A Jefferson–Jackson Dinner is a title traditionally given to an annual fundraising celebration held by Democratic Party organizations in the United States. It is named for Presidents Thomas Jefferson and Andrew Jackson, which the party traditionally calls its founders. They are usually held in February or March at a local level providing an opportunity for elected officials, candidates, party staff, advisors, and donors to attend.

The Republican Party's equivalent is usually called a Lincoln Dinner, Reagan Dinner, Lincoln–Reagan Dinner, or Lincoln–Reagan–Trump Dinner. Into the 1960s, state and local Democratic Parties across the country depended on well-attended Jefferson–Jackson Day dinners to provide their annual funding. Their financial importance has somewhat dimmed with the development of other political party funding strategies, although they still serve a function for social networking and conferences.

== Name changes ==
Due to controversies over Jefferson's slaveholding and Jackson's policy toward Native Americans while in office, some Democratic Party organizations have been removing Jefferson and Jackson from the title of party fundraisers. The flow of the State Democratic Parties seeking to change the name of their iconic Jefferson-Jackson dinner is spurred by a desire to embrace a more modern identity. The usual argument made is that while Jefferson and Jackson were both great men and for a time embodied the spirit of the Democratic Party, they now fail to represent the breadth of change that has affected the Democratic Party and its current membership.
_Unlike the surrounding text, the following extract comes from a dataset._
PR #733, opened 2017-06-08
Remove shadowsocks port from FR SSH docs.

cpu:
It looks like the `shadowsocks_local_port` snuck into the French SSH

Other names for Jefferson–Jackson Dinner's:
- Mississippi: Jefferson–Jackson–Hamer celebration (2012–2017) and Hamer-Winter Dinner (since 2018)
- Florida: Leadership Blue
- Colorado: Obama Dinner (since 2017)
- Missouri: Truman Dinner
- Georgia: Carter-Lewis Dinner
- Iowa: Liberty and Justice Celebration (since 2015)
- Nebraska: Morrison Exon Dinner (formerly) and Ben Nelson Gala
- Indiana: Hoosier Hospitality Dinner (since 2016)
- Minnesota: Humphrey-Mondale Dinner (since 2012)
- Virginia: Blue Commonwealth Gala (since 2018)
- North Carolina: Unity Dinner (since 2017)
- Texas: Johnson-Jordan Dinner (since 2014)
- Louisiana: True Blue Gala (since 2017)
- Arkansas: Clinton Day Dinner

The Republican party has similarly moved away from "Lincoln Dinners" due to American political realignment since the 1960s, especially in the Southern United States where culturally conservative White Southerners now tend to be Republicans, while Black voters now tend to be Democrats.